- Cover of the French edition of the DVD
- Created by: Joël Houssin
- Starring: Claire Keim Guillaume Cramoisan Boris Terral Antoine Duléry Arthur Jugnot
- Theme music composer: Didier Delaître
- Country of origin: France
- No. of episodes: 6

Production
- Producers: Denis Karvil Pierre Roitfeld

Original release
- Network: M6
- Release: July 30 – August 13, 2009

= Éternelle =

Éternelle is a French television miniseries.
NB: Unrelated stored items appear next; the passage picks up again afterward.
PR #861, opened 2015-12-22
Call fsync when writing to stdout

DolceTriade:
This is required on OSX; otherwise, you will be spammed with
"Resource temporarily unavailable" and will eventually segfault.


DolceTriade:
@Amanieu Please take a look. I wonder why this is required.

Kangz:
Could you summarize the IRC discussion here? I seem to remember Amanieu had a better idea on how to fix it.

DolceTriade:
I won't merge this yet. I haven't been able to reproduce this again (so this fix might have not fixed it at all). Next time I can reproduce this, I'll experiment further.

mbasaglia:
std::cout?

illwieckz:
@DolceTriade here is a way to reproduce this bug on GNU/Linux: #893

illwieckz:
I just did that:

```diff
diff --git a/daemon/src/engine/sys/con_tty.cpp b/daemon/src/engine/sys/con_tty.cpp
index 6466042..212da1c 100644
--- a/daemon/src/engine/sys/con_tty.cpp
+++ b/daemon/src/engine/sys/con_tty.cpp
@@ -67,7 +67,7 @@ static Console::Field TTY_field(INT_MAX);
 
 void WriteToStdout(const char* text) {
        if (write( STDOUT_FILENO, text, strlen(text)) < 0) {
-        Log::Warn("Error writing to the terminal: %s", strerror(errno));
+        // Log::Warn("Error writing to the terminal: %s", strerror(errno));
     }
 }
```

And it fixed my problem, like pertubed` said on IRC (which is obvious):

> the fix to this is known, remove the warning message, when there's an error writing to the terminal, don't report it by writing to the terminal

Amanieu:
A better solution: if `write` returns `EAGAIN`, use `select` to wait for stdout to be ready.
```c
fd_set fds;
FD_ZERO(&fds);
FD_SET(&fds, STDOUT_FILENO);
select(2, NULL, &fds, NULL, NULL);
```
and then try writing one more time (give up if it still doesn't work).

Issue #314, opened 2014-06-11
Running a /devmap disables cheat protection for the next game you join


Veyrdite:
EDIT: Severely edited since first report

The game keeps track of whether or not you have permission to cheat and edit cheating variables.  This is determined by whether or not you start a /map or a /devmap
## Current behaviour

If the first match you play is non-cheating, then all successive matches (even with /devmap) will not allow you to properly cheat.
If the first match you play is cheating, then all successive matches (even online) can be cheated in.

This bug only seems to apply to cheat-protected variables (like r_showskeleton) and not commands (noclip, god)
## Reproduction

Forcing cheat perms on:
- start the game
- /devmap parpax
- /map parpax
- note that you can change cheat-protected variables
- join an online match
- note that you can change cheat-protected variables

Forcing cheat perms off:
- start the game
- /map parpax
- /devmap parpax
- note that you can NOT change cheat-protected vars
- repeat, etc

![utcs](https://cloud.githubusercontent.com/assets/6168874/3240034/81a6ae8c-f11b-11e3-9622-7ba257d37649.jpeg)

Viech:
@Kangz `sv_pure` defaults to `0` and as far as I know the pure check has been removed in the new filesystem. So if clients are loading the wrong pk3s that should (technically) be a different problem. Are you still on this by the way?

Amanieu:
I cannot reproduce the pure issue, closing.

Viech:
@caldazar-at wrote on IRC:
> I noticed that sometimes debug cvars (cg_thirdpersion, cg_drawbbox) are still active after joining a server. and then you can't reset them because of cheat protection. is that a known bug?
I think this is basically the same issue: Cvars that can only be enabled in devmap mode stay set on the next non-devmap match and cannot even be disabled.

caldazar-at:
I found a way to reproduce that bug:
1) start unvanquished (duh!)
2) /devmap plat23
3) /cg_thirdperson 1
4) /cg_drawbbox 1
5) /quit (/disconnect is not enough)
6) start unvanquished againdaa6cd8
7) /map plat23 (or connect to a server): now you can see bboxes and use 3rd persion without cheatmode
8) /map plat23 this solves the problem.

All that happened on current master branch (commit daa6cd8) with pak from alpha 37.
![Uploading debug_cvars.jpg . . .]()

Calinou:
I was able to join a server in third person mode. Using Alpha 38, on 64-bit Debian testing.

[...]

PR #867, opened 2015-12-24
Always reset Cvar::CHEAT cvars to default value.

DolceTriade:


DolceTriade:
This prevents cases where you set a cheat cvar (say r_showTris 1), quit, and then start the game, r_showTris will still be one. If you join a server, it will continue to be 1. Maybe we should have a better method of reseting cvar cheat values.

Kangz:
Good catch, looks good to me, cheat cvars were disabled in in Cvar::SetCheatsEnabled but I forgot to take into account user-defined cvars.

Viech:
Maybe it would be cleaner to add it to `inline bool IsArchived() const`, such that `CVAR_CHEAT` implies `CVAR_TEMPORARY`?

Also, #314 may want to be closed.

PR #872, opened 2015-12-27
new default bindings proposal

Keziolio:


main/default.cfg
```diff
@@ -7,45 +7,33 @@ unbindall
...
 //
+
 bind  MOUSE1        +attack
 bind  MOUSE2        +attack2
 
-bind  [             weapprev
-bind  ]             weapnext
-bind  mwheelup      weapprev
-bind  mwheeldown    weapnext
+bind  mwheelup      "weapprev; +useitem"
```
DolceTriade: Doesn't quite work for us, as grenade is a usable right now. Calling +useitem on it will throw it upon switching.

TimePath:
+1

TimePath:
Suggestion: use C for medkit

TimePath:
Suggestion: use 1 for blaster instead of Z

TimePath:
Suggestion: move taunt to X or C

TimePath:
Possibly avoid putting medkit/nades next to each other

TimePath:
T can be freed up by moving it to enter if needed

main/default.cfg
```diff
@@ -7,45 +7,33 @@ unbindall
...
 
-bind  c             +movedown
+bind  CTRL          +movedown
 bind  SPACE         +moveup
 
-bind  UPARROW       +forward
-bind  DOWNARROW     +back
-bind  LEFTARROW     +left
-bind  RIGHTARROW    +right
+
```
mbasaglia: I'm not sure it's a good idea to remove default quake movement/aiming bindings as people might be used to them.

Viech:
- `+speed` is useless for the average player (it slows you down to walking speed), maybe put duck on `ALT` in addition to `CTRL`. This is nice for spectating (flying) as you can descend and ascend with your thumb on `ALT` and `SPACE`.
- `+useitem` is deprecated as no item in the game except the grenade and the medkit needs to be activated and I plan to keep it like this (for example, the new jetpack overrides the jump mechanics instead of being activated). You could put the grenade on the middle mouse button in addition to `g`.
- `y` and `z` should be used with care as long as some keyboard layouts have them swapped while all other letter keys equal the position on a standard english keyboard (QWERTZ vs. QWERTY). Ideally the same command is executed by both. `f` is a good key for weapon toggling, taunt is not that important.
- Does the vsay menu binded to `o` still exist?

main/default.cfg
Viech: People who have played quake should be able to change their bindings accordingly. We do not want *new* players to use the arrow keys as it would be a great disadvantage (as there are very few keys nearby).

DolceTriade:
In its current iteration, +speed is useful for stamina control. Also in competitive settings to silence footsteps. We need to have a proper bind there. Vsay menu doesn't exist anymore.

kmsyzi:
- does modcase still work? perhaps put sprint on shift and have alt as a modifier so alt+shift activiates +speed.

- same for chat, you could use enter for all chat and alt or shift + enter for teamchat, lots of games do it that way.

- this frees up t, maybe use that for the (rather unused) waypoint menu, or vsay menu if it gets reimplemented. 

- ctrl for crouch? or keep it on c? most modern shooters use ctrl i believe. if we move it to ctrl then c is another key freed for something else, maybe use that for medkit, voip (if its ever reimplemented) can then go on v. 

- number keys (1-9) are  unused for default bindings. if we get the vsay menu back we could have 1-5 open each respective menu and use the numbers for that by default. 

- x is free since sprint would be on shift, maybe use that for taunt? 

- not sure what to do in regards to the swapped location of z and y on qwerty/z keyboards, is there any way to have default configs generated based on users keyboard layout? i have no idea if theres a way to go about checking that, otherwise i say just keep itemtoggle blaster on z.

main/default.cfg
mbasaglia: btw, those keys are supposed to replace the mouse, not wasd

mbasaglia:
What is the status on this? Some new changes have been committed a while ago, are any of the old comments still valid?

@Keziolio Change the label to PR-Needs-Review if you think is ready for more review.

Keziolio:
I addressed almost all comments in the last commit, changing what was wrong before. The majority of the comments are now invalid.

Viech:
It looks like an improvment over the current state, even though I feel another redesign will be necessary once we sorted out some remainers of old mechanics (like weapon scrolling). I'd say we can merge this for now. I'll leave @DolceTriade the honor to have another look and push the button.

main/default.cfg
```diff
@@ -7,65 +7,46 @@ unbindall
...
 
-bind  ,             +moveleft
-bind  .             +moveright
 
 //
 // MISC
 //
 
-bind  t             message_public
+bind  ENTER         message_public
```
DolceTriade: Let's keep these keys next to each other. If we use enter to initiate chat, we should have a way to change visibility of the chat from inside the chat prompt.

DolceTriade:
One nit, and otherwise I'm fine with this change. We can either wait for that feature (probably never) or revert that bit of the change.

Viech:
@Keziolio any more thoughts? Otherwise I'll fix it up locally and merge in the next days. (No need to have a revert on master.)

DolceTriade:
By revert, I didn't mean "git revert", but the verb "revert" where we just change it locally and commit.

Keziolio:
No more thoughts on this, go ahead  😋

PR #873, opened 2015-12-28
Replace all uses of <ctype.h> functions with locale-independent versions

slipher:
I was prompted to do this since I was getting some errors from `std::`-prefixed uses of these functions.

In one place (player name validation), I thought it would be better to use a Unicode-aware function to check for spaces, instead of `cisspace`. Is there any existing function for that?

### DIFF
--- a/daemon/src/common/Color.cpp
+++ b/daemon/src/common/Color.cpp
@@ -259,11 +259,11 @@ TokenIterator::value_type TokenIterator::NextToken(const char* input)
         {
             return value_type( input, input+2, parent->DefaultColor() );
         }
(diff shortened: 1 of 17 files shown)


mbasaglia:
What kind of errors were you getting?

DolceTriade:
With VS2015, if you don't include <cctype> instead of<ctype.h> you can't use the C++ versions. This probably makes part of my vs2015 commits redundant.

slipher:
If you include `cctype` the functions are defined in the `std` namespace. If you include `ctype.h` they are only guaranteed to be in the global namespace.

DolceTriade:
LGTM

PR #874, opened 2015-12-29
Hack to stop undefined symbol error when using SDL2 + VS2015

slipher:


DolceTriade:
LGTM

mbasaglia:
Will it cause problems if someone builds sdl from source?

I'm not sure if we can detect the sdl abi from cmake but might be worth investigating.

DolceTriade:
It will not cause problems. If they build SDL from source this symbol is extraneous and unused.

slipher:
It's no longer possible to compile anything with the older MSVC anyway.

PR #875, opened 2015-12-30
Mark VM loading options as Cvar::CHEAT

DolceTriade:
This forces you to use the VM in the pk3. This ensures
you never have a mismatch with the server you are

It was produced by Alizés Film (France) in a format of six episodes of 52 minutes, directed by Didier Delaître. It stars Claire Keim and was broadcast for the first time on M6 between July 30, 2009 and August 13, 2009 on prime time.

==Plot summary==
On a rainy night, Yann Voline, a night doctor, crashes his SUV into a young naked woman. He takes her to the hospital, where it is discovered that she has no memory of her past or who she is, and that she is infected by an unknown bacteria. She refuses to be separated from the man who injured her, and she is a complete mystery for everybody, medical personnel and police. Yann discovers that she has strange powers such as mind reading, and she can appropriate the personality, memories and abilities of people she meets. She has also a kind of Sumerian birthmark on her left thigh.

==Cast==
- Claire Keim : « She »
- Guillaume Cramoisan : Yann Voline
- Boris Terral : Christophe Morel
- Antoine Duléry : Lieutenant Gir
- Audrey Fleurot : Svetlana Jankova
- Serge Riaboukine : Shakin
- Arthur Jugnot : Martin
- Elsa Mollien : Karine
- Asil Rais : Ikshan

==Reception and distribution==
The series was quite successful in France. It gathered 4 million viewers on the first night (19,6% market share), which is good in France for science fiction on prime time television. For the following episodes, the audience settled down at 2.5 million.

However, the series was cancelled after the sixth episode, ultimately leaving no explanation for the multiple mysteries introduced in the show, such as: who ultimately is the amnesiac woman “She”; how to stop the deadly plant "Jordanum"; who is the mysterious biker who follows "She"; what is Ikshan‘s actual mission; and where does the mysterious bacterium come from? There are also the following errors and inconsistencies in the series: Cronsdtadt is not in Ukraine, but is a naval base in St. Petersburg; Hecate is not an Egyptian goddess but Greek; and Sumerian writing was cuneiform and did not include the snakelike twist or triangle shown in the Sumerian ring.

The series is available on DVD in France and on Amazon Prime under its English title “The Awakening”.